“Those are indeed important questions”
摘要
Since Feyerabend’s death in 1994, more than 17,000 publications have appeared to date. These include numerous new editions of his own writings as well as works published posthumously (“Conquest of Abundance” from 1999 and its German translation titled “Vernichtung der Vielfalt” from 2005, as well as “Naturphilosophie” from 2009), discussions of his critique of Critical Rationalism, appreciations of his anarchist epistemology, collections of critical essays, outstanding biographies, and much more. Feyerabend, even if only in passing, takes a position on questions that are also raised by today’s postcolonial studies. His concern about the epistemic and political marginalization of indigenous cultures, or about the human and ecological costs of Westernization, had already preoccupied him in the 1970s.

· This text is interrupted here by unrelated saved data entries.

PR #6733, opened 2026-02-24
fix: restore HNSW index during replication with different shard counts

vyavdoshenko:
- When master and replica have different shard counts, the HNSW vector index graphs were skipped during replication and rebuilt from scratch. This change remaps `global_id`s during loading, so the serialized HNSW graph can be restored directly, avoiding the expensive rebuild.

Changes:
- Extract `LoadVectorIndexNodes` helper from `RestoreVectorIndex` so nodes can be loaded without immediate restoration
- When shard counts differ, defer HNSW nodes into `PendingHnswNodes` and always store key mappings regardless of shard count
- `RemapForDifferentShardCount` redistributes key mappings to replica shards, assigns new sequential doc_ids, builds an `old_global_id → new_global_id` remap table, and restores the HNSW graph with remapped ids
- Per-index failure tracking via `MarkHnswRestoreFailed` — a failed index falls back to full rebuild without affecting other indices
- Validate `internal_id` bounds before `RestoreFromNodes` to prevent CHECK-crash on corrupted data
- Strengthen replication test: exact KNN result comparison between master and replica, log assertions for restore vs rebuild path

Fixes: #6709

### DIFF
--- a/.github/workflows/cov.yml
+++ b/.github/workflows/cov.yml
@@ -16,17 +16,19 @@ jobs:
       matrix:
         include:
           - container: "ubuntu-dev:20-gcc14"
-            build-type: Release
+            build-type: Debug
             compiler: {cxx: g++, c: gcc}
             cxx_flags: "-fprofile-arcs -ftest-coverage"
-    timeout-minutes: 60
+    timeout-minutes: 300
     container:
       image: ghcr.io/romange/${{ matrix.container }}
+      options: --security-opt seccomp=unconfined --sysctl "net.ipv6.conf.all.disable_ipv6=0"
+      volumes:
+        - /:/hostroot
+        - /mnt:/mnt
       credentials:
         username: ${{ github.repository_owner }}
         password: ${{ secrets.GITHUB_TOKEN }}
-      volumes:
-        - /:/hostroot
 
     steps:
       - uses: actions/checkout@v6
@@ -71,23 +73,38 @@ jobs:
             -L
           pwd
           cd build && pwd
-      - name: Build & Test Coverage
+      - name: Build
         run: |
           cd $GITHUB_WORKSPACE/build
-          ninja
+          echo "-----------------------------"
+          ninja src/all
 
-          # Be permissive with errors, we hit compiler bugs from time to time.
-          ninja test || true
+      - name: Run C++ Unit Tests
+        run: |
+          cd $GITHUB_WORKSPACE/build
+          ctest -V -L DFLY
 
+      - name: Run Python Integration Tests
+        run: |
+          cd $GITHUB_WORKSPACE/build
           export DRAGONFLY_PATH=`pwd`/dragonfly
-          pytest ../tests/dragonfly/ || true
+          pytest ../tests/dragonfly/ --durations=10 --timeout=300 --color=yes --log-cli-level=INFO
 
+      - name: Generate Coverage Report
+        run: |
+          cd $GITHUB_WORKSPACE/build
           lcov -c -d . -o main_coverage.info
           lcov --remove main_coverage.info -o main_coverage.info '/usr/*' '*/_deps/*' '*/third_party/*'
           genhtml main_coverage.info --ignore-errors source --output-directory covout -p $GITHUB_WORKSPACE
           ls ./
           echo ls covout
           ls covout/
+      - name: Upload coverage to Codecov
+        uses: codecov/codecov-action@v4
+        with:
+          files: build/main_coverage.info
+          fail_ci_if_error: true
+          token: ${{ secrets.CODECOV_TOKEN }}
       - name: Upload coverage
         uses: actions/upload-artifact@v6
         with:
--- a/src/core/search/hnsw_alg.h
+++ b/src/core/search/hnsw_alg.h
@@ -1404,6 +1404,40 @@ template <typename dist_t> class HierarchicalNSW : public hnswlib::AlgorithmInte
     return result;
   }
 
+  // Brute-force KNN search over a pre-filtered set of label IDs.
+  // Computes distances for all provided IDs and returns the top-k closest, ordered by distance.
+  std::priority_queue<std::pair<dist_t, labeltype>> subsetKnnSearch(
+      const void* query_data, size_t k, const std::vector<labeltype>& ids) const {
+    std::priority_queue<std::pair<dist_t, labeltype>> result;
+
+    if (cur_element_count == 0 || ids.empty() || k == 0)
+      return result;
+
+    for (const auto& label : ids) {
+      auto it = label_lookup_.find(label);
+
+      if (it == label_lookup_.end()) {
+        continue;
+      }
+
+      tableint internal_id = it->second;
+
+      if (isMarkedDeleted(internal_id)) {
+        continue;
+      }
+
+      dist_t dist = fstdistfunc_(query_data, getDataByInternalId(internal_id), dist_func_param_);
+      if (result.size() < k) {
+        result.emplace(dist, label);
+      } else if (dist < result.top().first) {
+        result.pop();
+        result.emplace(dist, label);
+      }
+    }
+
+    return result;
+  }
+
   std::vector<std::pair<dist_t, labeltype>> searchStopConditionClosest(
       const void* query_data, BaseSearchStopCondition& stop_condition,
       BaseFilterFunctor* isIdAllowed = nullptr) const {
--- a/src/core/search/hnsw_index.cc
+++ b/src/core/search/hnsw_index.cc
@@ -144,6 +144,14 @@ struct HnswlibAdapter {
     return QueueToVec(world_.searchKnn(target, k, &filter));
   }
 
+  // Brute-force KNN search over a specific subset of documents.
+  // Computes distances for all provided document IDs and returns the k nearest neighbors.
+  vector<pair<float, GlobalDocId>> SubsetKnn(float* target, size_t k,
+                                             const vector<GlobalDocId>& docs) {
+    MRMWMutexLock lock(&mrmw_mutex_, MRMWMutex::LockMode::kReadLock);
+    return QueueToVec(world_.subsetKnnSearch(target, k, docs));
+  }
+
   HnswIndexMetadata GetMetadata() const {
     MRMWMutexLock lock(&mrmw_mutex_, MRMWMutex::LockMode::kReadLock);
     HnswIndexMetadata metadata;
@@ -541,6 +549,11 @@ std::vector<std::pair<float, GlobalDocId>> HnswVectorIndex::Knn(
     float* target, size_t k, std::optional<size_t> ef,
     const std::vector<GlobalDocId>& allowed) const {
   return adapter_->Knn(target, k, ef, allowed);
+}
+
+std::vector<std::pair<float, GlobalDocId>> HnswVectorIndex::SubsetKnn(
+    float* target, size_t k, const std::vector<GlobalDocId>& docs) const {
+  return adapter_->SubsetKnn(target, k, docs);
 }
 
 void HnswVectorIndex::Remove(GlobalDocId id, const DocumentAccessor& doc, string_view field) {
--- a/src/core/search/hnsw_index.h
+++ b/src/core/search/hnsw_index.h
@@ -58,6 +58,8 @@ class HnswVectorIndex {
                                                  std::optional<size_t> ef) const;
   std::vector<std::pair<float, GlobalDocId>> Knn(float* target, size_t k, std::optional<size_t> ef,
                                                  const std::vector<GlobalDocId>& allowed) const;
+  std::vector<std::pair<float, GlobalDocId>> SubsetKnn(float* target, size_t k,
+                                                       const std::vector<GlobalDocId>& docs) const;
 
   // Get metadata for serialization
   HnswIndexMetadata GetMetadata() const;
--- a/src/core/search/search_test.cc
+++ b/src/core/search/search_test.cc
@@ -15,6 +15,7 @@
 #include <mimalloc.h>
 
 #include <algorithm>
+#include <cmath>
 #include <memory_resource>
 #include <random>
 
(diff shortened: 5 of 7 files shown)


src/server/rdb_load.cc
```diff
@@ -2237,21 +2237,32 @@ error_code RdbLoader::Load(io::Source* src) {
       uint64_t elements_number;
       SET_OR_RETURN(LoadLen(nullptr), elements_number);
 
-      // We can keep the same internal ids if shards count is the same and we can reuse the
-      // data-structures as is, otherwise we must rebuild from scratch
-      // TODO add ability to restore index with different shard count by remapping internal ids
-      const bool should_restore = deserialize_hnsw_index_ && shard_count_ == shard_set->size();
-
-      if (should_restore) {
+      if (!deserialize_hnsw_index_ || shard_count_ == 0) {
```
BorysTheDev: I think shard_count_ can not be 0 at all

vyavdoshenko: This is a guard, I guess it's better to have it.

src/server/rdb_load.cc
```diff
@@ -2997,14 +3000,49 @@ error_code RdbLoader::RestoreVectorIndex(string_view index_key, string_view inde
...
+  return {};
+}
+
+error_code RdbLoader::RestoreVectorIndex(string_view index_key, string_view index_name,
+                                         string_view field_name, uint64_t elements_number) {
+  // Look up the HNSW index in the global registry. It should exist from FT.CREATE in aux.
+  auto hnsw_index = GlobalHnswIndexRegistry::Instance().Get(index_name, field_name);
+  if (!hnsw_index) {
+    LOG(ERROR) << "HNSW index not found for restoration: " << index_key
+               << ". Index will be rebuilt from scratch.";
```
BorysTheDev: if index isn't exist it couldn't be rebuilt

src/server/rdb_load.cc
```diff
@@ -2997,14 +3000,49 @@ error_code RdbLoader::RestoreVectorIndex(string_view index_key, string_view inde
...
+
   if (!nodes.empty()) {
-    // Look up metadata from pending_hnsw_metadata (loaded from AUX field)
     auto metadata = load_context_->FindHnswMetadata(index_name, field_name);
+    if (!metadata) {
+      LOG(ERROR) << "HNSW metadata not found for restoration: " << index_key
+                 << ". Index will be rebuilt from scratch.";
+      load_context_->MarkHnswRestoreFailed(std::string{index_name});
+      return {};
+    }
```
BorysTheDev: why do you need it? It is AI recommendation, but I don't think we need it

src/server/rdb_load.cc
```diff
@@ -2997,14 +3000,49 @@ error_code RdbLoader::RestoreVectorIndex(string_view index_key, string_view inde
...
+    bool valid = true;
+    for (const auto& node : nodes) {
+      if (node.internal_id >= metadata->cur_element_count) {
+        LOG(ERROR) << "HNSW node internal_id " << node.internal_id << " >= cur_element_count "
+                   << metadata->cur_element_count << " for " << index_key
+                   << ". Index will be rebuilt from scratch.";
+        valid = false;
+        break;
+      }
+    }
```
BorysTheDev: why we need to validate our data

src/server/rdb_load.cc
```diff
@@ -2618,6 +2628,9 @@ error_code RdbLoader::HandleAux() {
     uint32_t shard_count;
     if (absl::SimpleAtoi(auxval, &shard_count)) {
       shard_count_ = shard_count;
+      if (load_context_) {
```
BorysTheDev: load_context_ always exists

src/server/rdb_load_context.cc
```diff
@@ -98,6 +102,21 @@ void RdbLoadContext::AddPendingHnswMetadata(PendingHnswMetadata metadata) {
   pending_hnsw_metadata_.emplace_back(std::move(metadata));
 }
 
+void RdbLoadContext::AddPendingHnswNodes(PendingHnswNodes nodes) {
+  util::fb2::LockGuard<util::fb2::Mutex> lk(mu_);
+  pending_hnsw_nodes_.emplace_back(std::move(nodes));
+}
+
+void RdbLoadContext::SetMasterShardCount(uint32_t count) {
+  util::fb2::LockGuard<util::fb2::Mutex> lk(mu_);
```
BorysTheDev: Why do we need a mutex here

src/server/rdb_load_context.cc
```diff
@@ -124,27 +143,205 @@ RdbLoadContext::TakePendingIndexMappings() {
   return result;
 }
 
+std::vector<PendingHnswNodes> RdbLoadContext::TakePendingHnswNodes() {
+  util::fb2::LockGuard<util::fb2::Mutex> lk(mu_);
+  std::vector<PendingHnswNodes> result;
+  std::swap(result, pending_hnsw_nodes_);
+  return result;
```
BorysTheDev: for vector I believe you can do return std::move(pending_hnsw_nodes_)

src/server/rdb_load_context.cc
```diff
@@ -124,27 +143,205 @@ RdbLoadContext::TakePendingIndexMappings() {
...
+  absl::flat_hash_map<uint32_t, absl::flat_hash_map<std::string, size_t>> shard_index_pos;
+
+  for (auto& [master_shard_id, pim_vec] : index_mappings) {
+    for (auto& pim : pim_vec) {
+      auto& remap = remap_tables[pim.index_name];
+      auto& counters = doc_id_counters[pim.index_name];
+
+      for (const auto& [key, old_doc_id] : pim.mappings) {
+        search::GlobalDocId old_gid =
+            search::CreateGlobalDocId(static_cast<search::ShardId>(master_shard_id), old_doc_id);
```
BorysTheDev: we shouldn't have static_cast, it is better to fix the type

src/server/rdb_load_context.cc
```diff
@@ -124,27 +143,205 @@ RdbLoadContext::TakePendingIndexMappings() {
...
+        break;
+      }
+    }
+
+    if (!found_metadata) {
+      LOG(ERROR) << "HNSW metadata not found for deferred restoration: " << pn.index_name << ":"
+                 << pn.field_name << ". Will rebuild from scratch.";
+      failed_remap_indices.insert(pn.index_name);
+      continue;
+    }
```
BorysTheDev: it should be impossible

src/server/rdb_load.cc
vyavdoshenko: Fixed

src/server/rdb_load.cc
vyavdoshenko: Fixed

src/server/rdb_load.cc
vyavdoshenko: Fixed

src/server/rdb_load.cc
vyavdoshenko: Fixed

src/server/rdb_load.cc
vyavdoshenko: Fixed

src/server/rdb_load_context.cc
vyavdoshenko: Fixed

src/server/rdb_load_context.cc
vyavdoshenko: Fixed

src/server/rdb_load_context.cc
vyavdoshenko: Fixed

src/server/rdb_load_context.cc
vyavdoshenko: Fixed

src/server/rdb_load_context.h
```diff
@@ -48,6 +55,13 @@ class RdbLoadContext {
   void AddPendingSynonymCommand(std::string cmd);
   void AddPendingIndexMapping(uint32_t shard_id, PendingIndexMapping mapping);
   void AddPendingHnswMetadata(PendingHnswMetadata metadata);
+  void AddPendingHnswNodes(PendingHnswNodes nodes);
+  void SetMasterShardCount(uint32_t count);
+
+  // Mark a specific index's HNSW restoration as failed. Its key mappings are removed in
+  // PerformPostLoad (after all loaders finish), avoiding a race with concurrent
+  // AddPendingIndexMapping calls. Other indices' mappings are preserved.
+  void MarkHnswRestoreFailed(std::string index_name);
```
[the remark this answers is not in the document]
vyavdoshenko: Fixed

src/server/rdb_load.cc
```diff
@@ -2237,21 +2237,33 @@ error_code RdbLoader::Load(io::Source* src) {
...
+
+        if (shard_count_ == shard_set->size()) {
+          // Same shard count: restore directly.
+          RETURN_ON_ERR(RestoreVectorIndex(index_key, index_name, field_name, elements_number));
+        } else {
+          // Different shard count: load nodes and defer restoration.
+          // Global_ids will be remapped in PerformPostLoad after all key mappings are collected.
+          PendingHnswNodes pending;
+          pending.index_name = index_name;
+          pending.field_name = field_name;
```
BorysTheDev: nit: PendingHnswNodes pending{std::move(index_name), std::move(field_name), {}};

src/server/rdb_load_context.cc
```diff
@@ -124,39 +143,193 @@ RdbLoadContext::TakePendingIndexMappings() {
...
+  absl::flat_hash_map<std::string, absl::flat_hash_map<uint32_t, search::DocId>> doc_id_counters;
+
+  for (const auto& [master_shard_id, pim_vec] : index_mappings) {
+    for (const auto& pim : pim_vec) {
+      auto& shard_remap = remap_table[pim.index_name];
+      auto& counters = doc_id_counters[pim.index_name];
+
+      for (const auto& [key, old_doc_id] : pim.mappings) {
+        ShardId new_shard_id = Shard(key, new_shard_count);
+        search::DocId new_doc_id = counters[new_shard_id]++;
```
BorysTheDev: I'm not sure regarding the external counters for new_doc_id, maybe we need to use counter that is inside shardDocIndex

src/server/rdb_load.cc
vyavdoshenko: Fixed

src/server/rdb_load_context.cc
vyavdoshenko: Comment was added

BorysTheDev: Please check that we can not have a parallel simple index build process, because these IDs are used not only for HNSW. If possible, it is better to move id generation to the index, it will be easier to support the code in the future

src/server/rdb_load_context.cc
```diff
@@ -124,39 +143,197 @@ RdbLoadContext::TakePendingIndexMappings() {
...
+        // Counter starts at 0 for each (index, shard) — equivalent to DocKeyIndex::Add() on a
+        // fresh index (free_ids_ empty → id = last_id_++). DocKeyIndex::Restore() is later called
+        // with these exact (key, doc_id) pairs, so the key_index stays consistent with the
+        // global_ids stored in the remapped HNSW graph.
+        search::DocId new_doc_id = counters[new_shard_id]++;
+        search::GlobalDocId new_gid = search::CreateGlobalDocId(new_shard_id, new_doc_id);
+
+        auto& vec = shard_remap[master_shard_id];
+        if (old_doc_id >= vec.size()) {
+          vec.resize(old_doc_id + 1, kInvalidRemapGid);
```
BorysTheDev: could it be that every iteration old_doc_id >= vec.size() ? in this case the complexity is quite crazy

src/server/rdb_load_context.cc
```diff
@@ -124,39 +143,197 @@ RdbLoadContext::TakePendingIndexMappings() {
...
-      for (const auto& pim : it->second) {
-        if (auto* index = es->search_indices()->GetIndex(pim.index_name); index) {
-          index->RestoreKeyIndex(pim.mappings);
-          VLOG(1) << "Restored " << pim.mappings.size() << " key mappings for index "
-                  << pim.index_name << " on shard " << es->shard_id();
+  // When shard counts differ, remap HNSW global_ids and redistribute key mappings on-the-fly.
+  bool shard_count_differs = master_shards != 0 && master_shards != shard_set->size();
+
+  if (shard_count_differs && !index_mappings.empty()) {
+    auto remap_table =
```
BorysTheDev: Instead of a global table, can we create per-shard tables, and drop items when we use them, in this case we will decrease memory consumption

src/server/rdb_load_context.cc
vyavdoshenko: No, it doesn't happen.

src/server/rdb_load_context.cc
vyavdoshenko: Fixed

src/server/rdb_load_context.cc
vyavdoshenko: Fixed

src/server/rdb_load_context.h
```diff
@@ -59,12 +68,28 @@ class RdbLoadContext {
  private:
   std::vector<std::string> TakePendingSynonymCommands();
   absl::flat_hash_map<uint32_t, std::vector<PendingIndexMapping>> TakePendingIndexMappings();
+  std::vector<PendingHnswNodes> TakePendingHnswNodes();
+
+  // Pre-distributed key mappings: target_shard_id -> index_name -> [(key, new_doc_id)].
+  using PerShardMappings = absl::flat_hash_map<
```
BorysTheDev: We have a fixed number of shards, so we use a vector or an array for such cases

src/server/rdb_load_context.cc
```diff
@@ -124,40 +143,209 @@ RdbLoadContext::TakePendingIndexMappings() {
...
+      const auto& remap_vec = shard_it->second;
+
+      for (const auto& [key, old_doc_id] : pim.mappings) {
+        if (old_doc_id >= remap_vec.size())
+          continue;
+        search::GlobalDocId new_gid = remap_vec[old_doc_id];
+        if (new_gid == kInvalidRemapGid)
+          continue;
+        auto [new_shard_id, new_doc_id] = search::DecomposeGlobalDocId(new_gid);
+        per_shard[new_shard_id][pim.index_name].emplace_back(key, new_doc_id);
```
BorysTheDev: doc_ids is a sequence, I think we don't need to store it directly and can use simple vector as we do for shard_index ionstead of set

src/server/rdb_load_context.cc
```diff
@@ -124,40 +143,209 @@ RdbLoadContext::TakePendingIndexMappings() {
...
+  PerShardMappings per_shard;
+  for (const auto& [master_shard_id, pim_vec] : index_mappings) {
+    for (const auto& pim : pim_vec) {
+      auto idx_it = remap_table.find(pim.index_name);
+      if (idx_it == remap_table.end())
+        continue;
+      auto shard_it = idx_it->second.find(master_shard_id);
+      if (shard_it == idx_it->second.end())
+        continue;
+      const auto& remap_vec = shard_it->second;
```
BorysTheDev: let's create a small function to make code readable

src/server/rdb_load_context.h
vyavdoshenko: Fixed

src/server/rdb_load_context.cc
vyavdoshenko: Fixed

src/server/rdb_load_context.cc
vyavdoshenko: Done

Feyerabend by no means assumes that myths, fairy tales, occult rites, or indeed creationist beliefs are inherently superior to rational conceptions of the world. Rather, he criticized scientific attacks, for example against astrology, herbal medicine, or parapsychology, when the critics argued without knowledge or understanding of astrology or parapsychology. In doing so, Feyerabend is not defending the so-called pseudosciences. For Feyerabend, myths, fairy tales, or occult rites can instead serve both as a stimulus for scientific discoveries and—so to speak—as the acid test for the rationality of scientific inquiry.